Un violent orage de grêle s’est abattu sur Marseille et ses environs samedi 25 juillet au matin, causant des dégâts matériels importants. Selon Ouest France, plusieurs milliers de voitures ont été touchées, plongeant les professionnels de l’automobile dans une situation de crise sans précédent.
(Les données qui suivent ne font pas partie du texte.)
PR #1513, opened 2018-07-09
fix typo

jpeeler:
I'm going to rip this out and replace the repo syncing with "sync" soon, but this needs to go in for now.

@stevekuznetsov


jpeeler:
This was pushed to fix the error, but as originally said is going to be replaced by another PR.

Les carrossiers et garagistes de la région sont désormais submergés de demandes et devraient mettre plusieurs mois à traiter l’ensemble des dossiers.
Ce qu'il faut retenir
- Un orage de grêle violent a frappé Marseille le samedi 25 juillet 2026 en matinée, selon Ouest France.
- Plusieurs milliers de véhicules ont été endommagés par les grêlons, certains présentant des bosses, des vitres brisées ou des carrosseries abîmées.
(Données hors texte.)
PR #1518, opened 2018-07-11
Add pre-release testing for OSA

mjudeikis:
Add a variable to replace multiple versions in the scripts. 
Add rhel pre-release secret passing to ansible code. This will need to be only for pre-release builds of rhel. 

cc: @openshift/sig-azure

### DIFF
--- a/sjb/config/test_cases/azure_build_node_image_centos_39.yml
+++ b/sjb/config/test_cases/azure_build_node_image_centos_39.yml
@@ -10,17 +10,20 @@ sync:
 parameters:
 - name: "AZURE_VM_SIZE"
   default_value: "Standard_D2s_v3"
+- name: "OPENSHIFT_RELEASE"
+  default_value: "3.9"
 actions:
   - type: "forward_parameters"
     parameters:
       - JOB_SPEC
       - AZURE_VM_SIZE
+      - OPENSHIFT_RELEASE
 
   - type: "host_script"
     title: "determine the resource group"
     script: |-
       echo "RESOURCE_GROUP=ci-$JOB_NAME-$BUILD_NUMBER" | ssh -F ./.config/origin-ci-tool/inventory/.ssh_config openshiftdevel "cat >>/etc/environment"
-      echo "IMAGE_NAME=centos7-3.9-$(TZ=Etc/UTC date +%Y%m%d%H%M)" | ssh -F ./.config/origin-ci-tool/inventory/.ssh_config openshiftdevel "cat >>/etc/environment"
+      echo "IMAGE_NAME=centos7-$OPENSHIFT_RELEASE-$(TZ=Etc/UTC date +%Y%m%d%H%M)" | ssh -F ./.config/origin-ci-tool/inventory/.ssh_config openshiftdevel "cat >>/etc/environment"
 
   - type: "script"
     title: "build openshift installer image"
@@ -69,7 +72,7 @@ actions:
       docker run --rm -v ${PWD}:/go/src/github.com/Azure/acs-engine:z \
         -w /go/src/github.com/Azure/acs-engine \
         -e ORCHESTRATOR=openshift \
-        -e ORCHESTRATOR_VERSION=3.9.0 \
+        -e ORCHESTRATOR_VERSION=${OPENSHIFT_RELEASE}.0 \
         -e IMAGE_RESOURCE_GROUP=images \
         -e IMAGE_NAME=$IMAGE_NAME \
         -e CLUSTER_DEFINITION=examples/openshift.json \
@@ -80,7 +83,7 @@ actions:
         -e CLIENT_SECRET=$AZURE_SECRET \
         -e TENANT_ID=$AZURE_TENANT \
         -e SUBSCRIPTION_ID=$AZURE_SUBSCRIPTION_ID \
-        registry.svc.ci.openshift.org/azure/acs-engine-tests:v3.9 make test-openshift
+        registry.svc.ci.openshift.org/azure/acs-engine-tests:v$OPENSHIFT_RELEASE make test-openshift
       set -o xtrace
 
   - type: "script"
--- a/sjb/config/test_cases/azure_build_node_image_rhel_310.yml
+++ b/sjb/config/test_cases/azure_build_node_image_rhel_310.yml
@@ -34,11 +34,12 @@ actions:
   - type: "host_script"
     title: "move secrets to remote host"
     script: |-
+      # TODO: Remove token inject logic after GA
       set +x
       export KUBECONFIG=/var/lib/jenkins/.azure/kubeconfig
-      NEW_TOKEN=$(oc get secret aws-reg-token --template={{.data.token}} | base64 -d)
-      if [[ -n $NEW_TOKEN ]]; then
-        echo $NEW_TOKEN > /var/lib/jenkins/.azure/registry
+      AWS_REGISTRY_TOKEN=$(oc get secret aws-reg-token -n azure --template={{.data.token}} | base64 -d)
+      if [[ -n $AWS_REGISTRY_TOKEN ]]; then
+        echo "AWS_REGISTRY_TOKEN=$AWS_REGISTRY_TOKEN" | ssh -F ./.config/origin-ci-tool/inventory/.ssh_config openshiftdevel "cat >>/etc/environment"
       fi
       set -x
       rsync --copy-links --omit-dir-times --archive --rsh "ssh -F ./.config/origin-ci-tool/inventory/.ssh_config" /var/lib/jenkins/.azure/* openshiftdevel:/data/src/github.com/openshift/release/cluster/test-deploy/azure/
@@ -49,11 +50,13 @@ actions:
     title: "build node image"
     repository: "release"
     script: |-
-      cd cluster/test-deploy/azure
+     # TODO: Remove token injection after GA (oreg_* vars)
+     cd cluster/test-deploy/azure
       echo "Build parameters:"
       echo "openshift_azure_resource_group_name=$RESOURCE_GROUP"
       echo "openshift_azure_output_image_name=$IMAGE_NAME"
       set +x
+      export OREG_URL='registry.reg-aws.openshift.com/openshift3/ose-${component}:${version}'
       TYPE=azure INSTANCE_PREFIX=unused ../../bin/ansible.sh ansible-playbook \
         -e "openshift_azure_resource_group_name=$RESOURCE_GROUP" \
         -e "openshift_azure_resource_location=eastus" \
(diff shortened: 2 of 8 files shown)


sjb/config/test_cases/azure_build_node_image_rhel_310.yml
```diff
@@ -10,17 +10,23 @@ sync:
 parameters:
 - name: "AZURE_VM_SIZE"
   default_value: "Standard_D2s_v3"
+- name: "OPENSHIFT_RELEASE"
+  default_value: "3.10"
```
kargakis: The job is already versioned so we don't need these variables.

sjb/config/test_cases/azure_build_node_image_rhel_310.yml
```diff
@@ -10,17 +10,23 @@ sync:
...
+- name: "OPENSHIFT_RELEASE_LATEST"
```
kargakis: I am not sure we need this parameter. Playbooks are already versioned based on the branch (we know that playbooks run from release branches are not latest).

mjudeikis: as discusses on irc will move to maintain this in the ansible code via release branches.

mjudeikis:
@kargakis  I know we discussed this on chat, but its big pita for rhel builds to run without knowing which version they are running. Idea is that our ansible playbooks is version agnostic, so they are capable to build centos and rhel for all releases. 

If we stick with "branch code versioning" we will soon end-up maintaining  versions of code (even if its just 3 places in 2 repos where we need to change few lines of version per branches), it will be poor man solution as we will need to make 2 repos 3 releases = 6 PR if we want to change anything... Not the place I want to be in.

As much as I dont like this I would better improve our openshift-ansible to build based on the variable we pass from here, and do maintenance in one place and not over 2-3 separate repositories :/ 

Long story short problem is our RPM channels and how we treat some of the logic in openshift-ansible. To be safe we need these in our node build scripts
```
    openshift_image_tag: "v3.10"
    openshift_version: "3.10"
    openshift_release: "3.10"
```

sjb/config/test_cases/azure_build_node_image_centos_311.yml
```diff
@@ -0,0 +1,112 @@
+---
```
kargakis: This shouldn't be `*centos_311.yml` but `*centos.yml` like all other master jobs.

sjb/config/test_cases/azure_build_node_image_centos_311.yml
```diff
@@ -0,0 +1,112 @@
...
+provision:
+  os: "rhel"
+  stage: "base"
+  provider: "aws"
+sync:
+  - openshift,openshift-ansible=release-3.11
```
kargakis: There is no such branch (yet). Use master.

sjb/config/test_cases/azure_build_node_image_centos_311.yml
```diff
@@ -0,0 +1,112 @@
...
+        -e IMAGE_NAME=$IMAGE_NAME \
+        -e CLUSTER_DEFINITION=examples/openshift.json \
+        -e TIMEOUT=30m \
+        -e CLEANUP_ON_EXIT=true \
+        -e REGIONS=eastus \
+        -e CLIENT_ID=$AZURE_CLIENT_ID \
+        -e CLIENT_SECRET=$AZURE_SECRET \
+        -e TENANT_ID=$AZURE_TENANT \
+        -e SUBSCRIPTION_ID=$AZURE_SUBSCRIPTION_ID \
+        registry.svc.ci.openshift.org/azure/acs-engine-tests:v$OPENSHIFT_RELEASE make test-openshift
```
kargakis: Use 3.10 here

sjb/config/test_cases/azure_build_node_image_centos_311.yml
mjudeikis: tempted to delete all these for now. I was not expting to get config for jenkis so fast :D

sjb/config/test_cases/azure_build_node_image_centos_311.yml
```diff
@@ -0,0 +1,112 @@
...
+    parameters:
+      - JOB_SPEC
+      - AZURE_VM_SIZE
+      - OPENSHIFT_RELEASE
+
+  - type: "host_script"
+    title: "determine the resource group"
+    script: |-
+      echo "RESOURCE_GROUP=ci-$JOB_NAME-$BUILD_NUMBER" | ssh -F ./.config/origin-ci-tool/inventory/.ssh_config openshiftdevel "cat >>/etc/environment"
+      echo "IMAGE_NAME=centos7-$OPENSHIFT_RELEASE-$(TZ=Etc/UTC date +%Y%m%d%H%M)" | ssh -F ./.config/origin-ci-tool/inventory/.ssh_config openshiftdevel "cat >>/etc/environment"
```
kargakis: Use `master` instead of OPENSHIFT_RELEASE

sjb/config/test_cases/azure_build_node_image_rhel_311.yml
```diff
@@ -0,0 +1,121 @@
+---
+provision:
+  os: "rhel"
+  stage: "base"
+  provider: "aws"
+sync:
+  - openshift,openshift-ansible=release-3.11
```
kargakis: master

sjb/config/test_cases/azure_build_node_image_rhel_311.yml
```diff
@@ -0,0 +1,121 @@
+---
```
kargakis: Need to drop the 311 suffix

sjb/config/test_cases/azure_build_node_image_rhel_311.yml
```diff
@@ -0,0 +1,121 @@
...
+    parameters:
+      - JOB_SPEC
+      - AZURE_VM_SIZE
+      - OPENSHIFT_RELEASE
+
+  - type: "host_script"
+    title: "determine the resource group"
+    script: |-
+      echo "RESOURCE_GROUP=ci-$JOB_NAME-$BUILD_NUMBER" | ssh -F ./.config/origin-ci-tool/inventory/.ssh_config openshiftdevel "cat >>/etc/environment"
+      echo "IMAGE_NAME=rhel7-$OPENSHIFT_RELEASE-$(TZ=Etc/UTC date +%Y%m%d%H%M)" | ssh -F ./.config/origin-ci-tool/inventory/.ssh_config openshiftdevel "cat >>/etc/environment"
```
kargakis: master

sjb/config/test_cases/azure_build_node_image_rhel_311.yml
```diff
@@ -0,0 +1,121 @@
...
+        -e IMAGE_NAME=$IMAGE_NAME \
+        -e CLUSTER_DEFINITION=examples/openshift.json \
+        -e TIMEOUT=30m \
+        -e CLEANUP_ON_EXIT=true \
+        -e REGIONS=eastus \
+        -e CLIENT_ID=$AZURE_CLIENT_ID \
+        -e CLIENT_SECRET=$AZURE_SECRET \
+        -e TENANT_ID=$AZURE_TENANT \
+        -e SUBSCRIPTION_ID=$AZURE_SUBSCRIPTION_ID \
+        registry.svc.ci.openshift.org/azure/acs-engine-tests:v$OPENSHIFT_RELEASE make test-openshift
```
kargakis: 3.10

mjudeikis:
/hold cancel
ptal @kwoodson @kargakis @jim-minter   This passes token to be backed into the image for RHEL build which needs to be built from aws registry. This particular code needs to be removed when going GA and moving jobs.

kwoodson:
@mjudeikis, I noticed you have the ...311.xml files but not the corresponding  ....yml files.  Are they missing or did I miss something?

sjb/config/test_cases/azure_build_node_image_centos_39.yml
```diff
@@ -51,6 +54,7 @@ actions:
         -e "openshift_azure_storage_account_ns=images" \
         -e "openshift_azure_container=images" \
         -e "openshift_azure_vm_size=$AZURE_VM_SIZE" \
+        -e "openshift_azure_release=$OPENSHIFT_RELEASE" \
```
kargakis: Is this needed?

mjudeikis: ack.

sjb/config/test_cases/azure_build_node_image_rhel_310.yml
```diff
@@ -31,6 +34,10 @@ actions:
   - type: "host_script"
     title: "move secrets to remote host"
     script: |-
+      set +x
+      export KUBECONFIG=/var/lib/jenkins/.azure/kubeconfig
+      echo $(oc get secret aws-reg-token --template={{.data.token}} |base64 -d) > /var/lib/jenkins/.azure/registry
```
kargakis: I assume we will use this eventually for running PR tests. If `oc get secret` fails then the token will get overwritten and jobs running in parallel beyond this step will not have a token to use?

mjudeikis: Whats true. How unreliable is our CI cluster for this? Do we need to build some contingency in this now? I would like to assume perfect world for now and if we see a lot of flakes we can add some checks.

kargakis: The CI cluster is mostly reliable but the minimal fix for avoiding this flake comes at no cost.
```bash
NEW_TOKEN=$(oc get secret aws-reg-token --template={{.data.token}} | base64 -d)
if [[ -n $NEW_TOKEN ]]; then
  echo $NEW_TOKEN > /var/lib/jenkins/.azure/registry
fi
```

- Les garages et carrossiers marseillais sont submergés de demandes et ne pourront traiter tous les dossiers avant plusieurs mois.
- Un centre spécialisé temporaire doit ouvrir prochainement pour répondre à l’afflux de véhicules endommagés.
- Les coûts de réparation pourraient atteindre plusieurs millions d’euros, selon les premières estimations.
Un phénomène météorologique exceptionnel
L’orage qui a balayé Marseille samedi 25 juillet a surpris par son intensité. Les grêlons, d’une taille inhabituelle, ont causé des dégâts considérables sur les véhicules stationnés en extérieur. D’après les témoignages recueillis par Ouest France, certains grêlons atteignaient la taille d’une balle de golf, pulvérisant pare-brises et bosselant les carrosseries. Les quartiers les plus touchés se situent dans le centre-ville ainsi que dans les zones industrielles du nord de l’agglomération.
Les autorités locales ont signalé des difficultés à évaluer l’ampleur exacte des dégâts en raison de l’étendue géographique de l’événement. Les services municipaux ont mobilisé des équipes pour sécuriser les zones où des débris de verre jonchaient les chaussées, limitant ainsi les risques pour les usagers.
Les professionnels de l’automobile en première ligne
Dès le lendemain de l’orage, les garages marseillais ont vu affluer une vague de clients. « On a reçu plus de 500 appels en 48 heures, alors qu’habituellement, on en traite 50 par semaine », a indiqué Marc Durand, gérant d’un carrosserie dans le 13e arrondissement. Les délais d’attente pour une prise en charge s’allongent désormais à plusieurs semaines, voire mois pour les réparations les plus complexes.
Les assureurs, de leur côté, préparent déjà des dispositifs exceptionnels pour faire face à l’afflux de déclarations de sinistres. « Nous anticipons une hausse de 30 % des demandes de prise en charge par rapport à un mois de juillet normal », a précisé Sophie Leroy, porte-parole d’une grande compagnie d’assurance. Les tarifs des pièces détachées, notamment pour les pare-brises, pourraient connaître une hausse temporaire en raison de la demande accrue.
Un centre temporaire pour désengorger les garages
Face à l’ampleur de la crise, la mairie de Marseille et les représentants des professionnels de l’automobile ont annoncé la création d’un centre spécialisé temporaire. Installé dans un ancien entrepôt du port de la Joliette, ce site devrait ouvrir ses portes d’ici la mi-août. Il permettra de centraliser les véhicules les moins endommagés et de procéder à des réparations express, comme le remplacement de vitres ou la réparation de petites bosses.
« L’objectif est de soulager les garages traditionnels en prenant en charge les cas les plus simples », a expliqué le maire de Marseille, Benoît Payan. Les véhicules nécessitant une réparation plus lourde seront redirigés vers les ateliers spécialisés. Ce dispositif devrait fonctionner jusqu’à la fin de l’année, le temps que les garages retrouvent un rythme normal.
Reste à voir si les dispositifs mis en place par les autorités et les professionnels suffiront à absorber l’afflux de demandes. En attendant, les Marseillais sont invités à prendre leur mal en patience et à privilégier les réparations prioritaires pour leurs véhicules.
Les signes les plus visibles sont des bosses sur la carrosserie, des vitres ou phares fissurés, ou des traces blanches sur le toit et les capots. Une inspection visuelle suffit généralement à identifier les dégâts. Les assurés doivent prendre des photos avant toute réparation pour faciliter la déclaration de sinistre.